*** WORKING DATA Section Begins ***
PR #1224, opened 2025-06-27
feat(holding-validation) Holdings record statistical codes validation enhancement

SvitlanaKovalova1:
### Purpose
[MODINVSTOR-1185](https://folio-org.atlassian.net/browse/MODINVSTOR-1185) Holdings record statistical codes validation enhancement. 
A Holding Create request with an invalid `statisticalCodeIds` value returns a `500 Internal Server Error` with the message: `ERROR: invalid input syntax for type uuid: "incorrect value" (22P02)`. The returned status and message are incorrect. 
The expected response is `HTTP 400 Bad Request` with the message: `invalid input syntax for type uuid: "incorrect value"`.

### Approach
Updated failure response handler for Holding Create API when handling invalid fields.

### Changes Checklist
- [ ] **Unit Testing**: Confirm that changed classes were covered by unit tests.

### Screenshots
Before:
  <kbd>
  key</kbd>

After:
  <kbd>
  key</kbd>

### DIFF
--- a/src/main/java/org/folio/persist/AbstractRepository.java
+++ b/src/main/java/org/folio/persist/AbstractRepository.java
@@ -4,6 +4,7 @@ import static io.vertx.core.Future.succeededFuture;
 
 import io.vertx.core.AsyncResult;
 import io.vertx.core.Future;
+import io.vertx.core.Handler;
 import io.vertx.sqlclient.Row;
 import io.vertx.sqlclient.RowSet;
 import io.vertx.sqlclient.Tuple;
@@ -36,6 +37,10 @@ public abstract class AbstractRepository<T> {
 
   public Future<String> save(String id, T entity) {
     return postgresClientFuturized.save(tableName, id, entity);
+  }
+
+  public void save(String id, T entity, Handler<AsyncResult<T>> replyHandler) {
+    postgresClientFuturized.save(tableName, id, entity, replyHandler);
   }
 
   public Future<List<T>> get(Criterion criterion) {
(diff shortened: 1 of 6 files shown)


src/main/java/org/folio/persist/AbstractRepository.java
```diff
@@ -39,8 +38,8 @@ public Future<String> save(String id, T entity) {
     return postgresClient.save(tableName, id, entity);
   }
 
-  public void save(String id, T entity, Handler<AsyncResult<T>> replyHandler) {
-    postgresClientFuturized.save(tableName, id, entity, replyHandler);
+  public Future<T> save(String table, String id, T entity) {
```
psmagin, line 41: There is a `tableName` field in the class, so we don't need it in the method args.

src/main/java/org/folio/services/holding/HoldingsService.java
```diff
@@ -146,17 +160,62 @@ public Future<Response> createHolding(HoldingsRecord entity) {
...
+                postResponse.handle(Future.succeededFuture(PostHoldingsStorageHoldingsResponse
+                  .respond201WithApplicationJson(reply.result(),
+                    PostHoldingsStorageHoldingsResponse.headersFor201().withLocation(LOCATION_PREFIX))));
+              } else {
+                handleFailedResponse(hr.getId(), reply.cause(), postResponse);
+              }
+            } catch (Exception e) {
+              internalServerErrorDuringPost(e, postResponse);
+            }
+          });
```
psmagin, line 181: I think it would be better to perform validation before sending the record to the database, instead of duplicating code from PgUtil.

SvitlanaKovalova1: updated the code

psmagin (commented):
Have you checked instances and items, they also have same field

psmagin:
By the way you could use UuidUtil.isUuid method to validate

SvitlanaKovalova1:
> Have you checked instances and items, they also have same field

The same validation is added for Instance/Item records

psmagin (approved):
*** WORKING DATA Section Ends ***
*** WORKING DATA Section Begins ***
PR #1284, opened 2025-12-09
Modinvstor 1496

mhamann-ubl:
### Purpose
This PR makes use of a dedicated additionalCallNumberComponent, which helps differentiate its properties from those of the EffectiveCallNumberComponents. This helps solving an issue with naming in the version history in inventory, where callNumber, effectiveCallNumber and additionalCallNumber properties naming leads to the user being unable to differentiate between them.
*** WORKING DATA Section Ends ***
*** WORKING DATA Section Begins ***
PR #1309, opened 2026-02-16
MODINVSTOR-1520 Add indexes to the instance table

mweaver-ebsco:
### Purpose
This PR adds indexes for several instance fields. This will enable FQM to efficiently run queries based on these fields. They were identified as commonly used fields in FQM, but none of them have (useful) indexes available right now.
*** WORKING DATA Section Ends ***
**EXERCISE GOAL**
Locate all lines in the listing above with the word "vertx". Copy them.

**RESULT BELOW**
@@ -4,6 +4,7 @@ import static io.vertx.core.Future.succeededFuture;
 import io.vertx.core.AsyncResult;
 import io.vertx.core.Future;
+import io.vertx.core.Handler;
 import io.vertx.sqlclient.Row;
 import io.vertx.sqlclient.RowSet;
 import io.vertx.sqlclient.Tuple;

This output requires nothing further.